Figure 4. SREBP-2 is required for ABCA1 promoter activation and the effects are mediated by the LXR response element

CHO-7 cells and SRD-13A cells were transiently transfected for 24 h with phRL-TK Renilla internal control plasmid together with either (A, B) pGL3-hABCA1-wild-type or (C) SRE-luc (CHO-7 cells only). (D) Schematic illustration of the E-box and DR4 elements within the proximal −200 bp promoter region of a human ABCA1 promoter-driven luciferase (luc) reporter. (E) CHO-7 cells were transiently transfected with phRL-TK Renilla internal control plasmid together with pGL3-hABCA1: wild-type, E-box mutant, DR4 mutant, E-box/DR4 mutant. Following transfection, cells were incubated for 24 h in the absence or presence of (A, C, E) compactin (5 μM) or (B) 24(S),25-epoxycholesterol (10 μM) or TO901317 (1 μM). Data are presented relative to the wild-type construct, vehicle-treated control condition, and for (A) are means+S.E.M. (n=5 separate experiments; *P≤0.05 compared with CHO-7 untreated cells); for (C), data are means+S.E.M. (n=3 separate experiments; †P=0.005); for (B, E), data are means+S.E.M. (three replicate cultures representative of two or three separate experiments).

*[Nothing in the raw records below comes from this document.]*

PR #113, opened 2017-08-11
[WIP] Compton scattering

RemiLehe:
**Do not merge; this is work in progress**

This branch is functional, but:
- [ ] I need to write the docstrings (esp. the docstring should emphasize the conditions of validity of the Compton model: low a0 ; does not take into account the spectral broadening from the final length of the pulse ; does not produce photons at the harmonics of the resonant frequency)
- [ ] The API may not be stable at that point
- [ ] It would be nice to add the option to take polarization into account


RemiLehe:
A new, separate branch was created, where the current `dev` was merged with the Compton branch and conflicts were resolved. This branch is kept for potential comparisons in the future.

PR #114, opened 2017-08-28
MPI field exchange refactoring

MKirchen:
This PR includes a refactoring of the MPI exchange routines for the fields E,B as well as the source terms J and rho. In main.py, changes are included such that only J is added each timestep after the current correction, while rho is not exchanged any more.

These changes are inline with the upcoming changes of the current-correction (cross-depositon) for that are required for the new MPI release of FBPIC.

Note: The changes for including the new current correction have previously been included in this branch, but have been removed for the PR in order to have a cleaner PR.

Note: In field_buffer_handling.py, some lines are longer than 80 characters (PEP8), but I did not want to shorten them as this would reduce readability significantly. @RemiLehe What do you think?


fbpic/boundaries/boundary_communicator.py
```diff
@@ -192,9 +192,11 @@ def __init__( self, Nz, zmin, zmax, Nr, rmax, Nm, dt,
...
             cells_per_step = 2.*c*dt/self.dz
             # Maximum number of timesteps before a particle can reach the end
-            # of the guard region including the maximum number of cells (+/-3)
-            # it can affect with a "cubic" particle shape_factor.
-            self.exchange_period = int( (self.n_guard-3)/cells_per_step )
+            # of the half of guard region including the maximum number of cells
+            # (+/-3) it can affect with a "cubic" particle shape_factor.
+            # (Particles are only allowed to reside in half of the guard
+            # region as this is the stencil reach of the current correction)
+            self.exchange_period = int(((self.n_guard/2)-3)/cells_per_step)
```
MKirchen: Although this is not required to be included in this PR, I left it here so that we don't forget about it.

RemiLehe:
Thanks for this PR!
Before I review it, could you quickly check why the automated tests are failing?

Thanks!

fbpic/boundaries/boundary_communicator.py
MKirchen: With the newest change in nz_inject (+3 cells filled with plasma to the right), we need to make sure that "exchange_period" is small enough in the case of a boosted frame simulation with streaming plasma, such that particles can never be initialized in a region greater than n_guard/2. (this is not important for this PR, but only for the PR of the cross_deposition)

@RemiLehe When we implement the cross_deposition, i think that no particles are allowed to be in the outer half of the guard_region (assuming that the stencil of the cross_depositon is n_guard/2), right?

RemiLehe: OK, thank. I'll review the PR over the weekend, and I'll try to answer the above question.

fbpic/boundaries/field_buffer_handling.py
```diff
@@ -31,301 +34,449 @@ def __init__( self, n_guard, Nr, Nm, left_proc, right_proc ):
...
-                    copy_left, copy_right, ng )
-                # Copy the GPU buffers to the sending CPU buffers
-                if copy_left:
-                    self.d_EB_l.copy_to_host( self.EB_send_l )
-                if copy_right:
-                    self.d_EB_r.copy_to_host( self.EB_send_r )
+                if method == 'replace':
+                    # Copy the inner regions of the domain to the buffers
+                    copy_vec_to_gpu_buffer[ dim_grid_2d, dim_block_2d ](
+                        self.d_vec_rep_buffer_l, self.d_vec_rep_buffer_r,
```
RemiLehe: It seems that the variables `self.d_vec_rep_buffer_l` and `self.d_vec_rep_buffer_r` do not exist and cause the code to crash, when executed on GPU. 

@MKirchen : Could you try to run a test on GPU with MPI, and confirm that you also get an error?

RemiLehe:
I think we can merge this one too now.
I do have a few additional suggestions, but I'll make them via PR directly to the dev branch.

MKirchen:
as you like. you can merge or you can comment on the suggestions and i implement them.

PR #116, opened 2017-09-01
Close #115  Boosted particle diagnostic for GPU miss particles

### LINKED ISSUE #115: Boosted particle diagnostic for GPU miss particles
I recently observed that the boosted particle diagnostics fails to retrieve all particles. For instance, in the case of a Gaussian bunch with 30000 macroparticles, the boosted particle diagnostics write approx 25000 macroparticles only.

This issue on occurs on GPU ; on CPU, the full 30000 macroparticles are written.

RemiLehe:
This pull request fixes a bug with the boosted particle diagnostic (prefix_sum_shift was not taken intro account).

I also added an additional automated test, which checks that the boosted diagnostic capture all the particles that they should capture. With the current `dev` branch, this test does not pass on GPU, but it does pass on GPU with the changes from this PR.


MKirchen:
Thanks for the fix!

PR #119, opened 2017-09-08
Fix MPI GPU code

RemiLehe:
This pull request modifies the branch `mpi_refactor`, in such a way that the error that showed on GPU are corrected.

I also refactored some of the comments.


RemiLehe:
Note: I tested this on GPU, and it ran fine.

MKirchen:
Thanks Remi, I had a look at the code. You can merge whenever you want.

If you have more change requests for my PR, I can work on it tomorrow.

RemiLehe:
Ok thanks. I do have a few more suggestions, which I will also submit as PR to the mpi_refactor branch (as it is easier to explain this way)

Figure 5. Addition of 24(S),25-epoxycholesterol increases ABCA1 promoter activation via the LXR response element independent of the E-box

CHO-7 cells were transiently transfected for 24 h with phRL-TK Renilla internal control plasmid together with either (A) SRE-luc or (B–D) pGL3-hABCA1: (B) wild-type, (C) E-box mutant, or (D) DR4 mutant. Following transfection, cells were incubated for 24 h in the absence or presence of indicated concentrations of 24(S),25-epoxycholesterol. Data are presented relative to the wild-type construct, vehicle-treated control condition, and for (A, B) are means+S.E.M. (n=3 separate experiments); for (C, D) data are means+half range (n=2 separate experiments).